Под вялотекущей имеют в виду шизофрению, где все проявления болезни выражены в степени «едва», «мало». А таких явных симптомов, как наличие галлюцинаций, нет вообще. Вот наиболее характерные для нее симптомы (дано по учебнику для студентов медицинских институтов): замкнутость, вялость, снижение интереса к жизни, стертые явления пессимизма и меланхолии, сосредоточенность на внутренних переживаниях, неадекватные мысли и поступки, косность и несгибаемость убеждений, подозрительность и т. п.
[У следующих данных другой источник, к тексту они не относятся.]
Issue #13021, opened 2024-01-18
Create the NIST ELR 2.5.1 message and data types


mkalish:
### User Story
As a report stream sender, I would like to be able to have an exact mapping for a HL7 message that matches the NIST ELR 2.5.1 conformance profile.

### Description/Use Case
This is covered more in depth in the design spec, but in order to guarantee being able to losslessly and deterministically map from HL7->FHIR->HL7 for a give conformance profile, there needs to exist java classes that match that profile.  The work here is to create all the java code needed for NIST ELR 2.5.1

### Dev Notes
- This `platform/kalish/12752-poc-hapi-generated-nist-elr-message` branch is a good starting point.  The classes there were generated from the NIST ELR 2.5.1 conformance profile and the HAPI HL7 source gen tool

### Acceptance Criteria
- [ ] All the custom datatypes used in the the NIST ELR 2.5.1 are created
- [ ] A class that extends `AbstractMessage` exactly matches the NIST ELR 2.5.1 conformance profile
- [ ] The class can be used to parse a valid NIST ELR 2.5.1 message

Andrey-Glazkv:
Hey team! Please [add your planning poker estimate](https://app.zenhub.com/workspaces/Platform-6182b02547c1130010f459db/issues/CDCgov/prime-reportstream/13021?planning-poker) with Zenhub @arnejduranovic @jack-h-wang @jalbinson @JessicaWNava @JFU-NAVA-PBC @jimmyfagan @mkalish @thetaurean

Andrey-Glazkv:
Please [add your planning poker estimate](https://app.zenhub.com/workspaces/Platform-6182b02547c1130010f459db/issues/CDCgov/prime-reportstream/13021?planning-poker) with Zenhub @brick-green

PR #13618, opened 2024-03-08
13021 nist elr java class

jack-h-wang:
This PR adds a new ORU_R01 AbstractMessage implementation for the NIST ELR 2.5.1 spec.

Test Steps:
1. CI should be enough
2. Verify that the classes match what is in the NIST ELR profile https://hl7v2-elr-testing.nist.gov/mu-elr/

## Changes
- Add NIST ELR 2.5.1 ORU_R01 message java class
- Add tests

### Testing
- [ ] Tested locally?
- [x] Added tests?

## Linked Issues
- #13021


prime-router/src/main/java/fhirengine/translation/hl7/structures/nistelr251/datatype/CE.java
```diff
@@ -0,0 +1,208 @@
+/*
+ * This class is an auto-generated source file for a HAPI
+ * HL7 v2.x standard structure class.
+ *
+ * For more information, visit: http://hl7api.sourceforge.net/
```
arnejduranovic, line 5: We don't need full docs now, but we should update the PR description to include steps on how you generated these (what inputs and tools did you use, etc) so we can review that process as well.

prime-router/src/main/java/fhirengine/translation/hl7/structures/nistelr251/datatype/CE.java
```diff
@@ -0,0 +1,208 @@
+/*
```
arnejduranovic, line 1: nit: these are in the translation folder but have nothing to do with translation proper?

prime-router/src/test/kotlin/fhirengine/translation/NistElrTests.kt
```diff
@@ -0,0 +1,39 @@
...
+import ca.uhn.hl7v2.util.Hl7InputStreamMessageIterator
+import ca.uhn.hl7v2.validation.impl.ValidationContextFactory
+import kotlin.test.Test
+import fhirengine.translation.hl7.structures.nistelr251.message.ORU_R01 as NIST_ELR_ORU_R01
+
+class NistElrTests {
+    @Test
+    fun `test nist elr java class`() {
+        val rawMessage = """
+MSH|^~\&|CDC PRIME - Atlanta, Georgia (Dekalb)^2.16.840.1.114222.4.1.237821^ISO|Avante at Ormond Beach^10D0876999^CLIA|PRIME_DOH|Prime ReportStream|20210210170737||ORU^R01^ORU_R01|371784|P|2.5.1|||NE|NE|USA||||PHLabReportNoAck^ELR_Receiver^2.16.840.1.113883.9.11^ISO
```
arnejduranovic, line 18: I'm assuming this message contains all the possible fields the classes support? How was it created?

arnejduranovic:
Also, where is this AC criterion met? 

`A class that extends AbstractMessage exactly matches the NIST ELR 2.5.1 conformance profile`

prime-router/src/main/java/fhirengine/translation/hl7/structures/nistelr251/datatype/CE.java
mkalish: So I'm not sure if I would recommend doing that moving forward?  Maybe we can do a quick 16th on this.

I'm also realizing that we should confirm that these actually differ from the base CE

prime-router/src/test/kotlin/fhirengine/translation/NistElrTests.kt
mkalish: I _think_ Jack grabbed it out of one of the elims messages, but I can take a second look and make sure it's comprehensive

mkalish:
@arnejduranovic That AC is met by the ORU_R01.java file

prime-router/src/main/java/fhirengine/translation/hl7/structures/nistelr251/datatype/CE.java
mkalish: Not sure I follow, this is the same package with the `HL7ToFhirTranslator`?

mkalish:
@arnejduranovic This is ready for another review

brick-green:
The only missing datatype I see is `CWE_ELR_OBX-5`. But the only difference with `CWE_ELR` are in the predicate column in the nist profile which don't impact the java class. Is that why you didn't include it?

arnejduranovic (approved):

mkalish:
@brick-green I think it didn't get picked up by the code generator and then when I went through the segment's it didn't appear (because OBX-5 varies).  Looking at it now, I think we can safely not create a separate file since the shape is the same?

.github/actions/sonarcloud/action.yml
```diff
@@ -21,7 +20,7 @@ runs:
         SONAR_TOKEN: ${{ inputs.sonar-token }}
       with:
         args: >
-          -Dsonar.coverage.exclusions=prime-router/src/test/**,prime-router/src/testIntegration/**,prime-router/src/main/kotlin/cli/tests/**,frontend-react/**/__mocks__/**,frontend-react/**/mocks/**,frontend-react/**/*.test.*
+          -Dsonar.coverage.exclusions=prime-router/src/test/**,prime-router/src/testIntegration/**,prime-router/src/main/kotlin/cli/tests/**,frontend-react/**/__mocks__/**,frontend-react/**/mocks/**,frontend-react/**/*.test.*,prime-router/src/main/java/**
```
snesm, line 23: Why exclude the 51 java files in `prime-router/src/main/java/**` ?

mkalish: These are pretty just going to be POJO files/configuration and there is limited value in them getting scanned.  I don't feel super strongly about it though, so I'm happy to add a follow up ticket that will set up sonar to scan java files (it wasn't working off the bat which is why I excluded them)

brick-green:
> @brick-green I think it didn't get picked up by the code generator and then when I went through the segment's it didn't appear (because OBX-5 varies). Looking at it now, I think we can safely not create a separate file since the shape is the same?

Yeah I agree

.github/actions/sonarcloud/action.yml
snesm: This only excludes them from coverage statistics.  Maybe the coverage supporting files are not generated for this new folder.  Please ticket for investigation.

snesm (approved):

А если вы замкнутый человек, склонны к самоанализу, некоммуникабельны, если вы не желаете менять своих убеждений, т. к. не считаете их «беспочвенными», если объективно существующая за вами слежка, прослушивание телефонных разговоров оценивается как «подозрительность», а то и «бред преследования», — вывод ясен… Не спасет вас и то, что вы успешно справляетесь со служебными обязанностями, с творческой работой, проявляете интерес к ней и даже «растете» в профессиональном отношении. Хотя формально наличие психической патологии не исключает вменяемости, ваша эскульпация будет предрешена.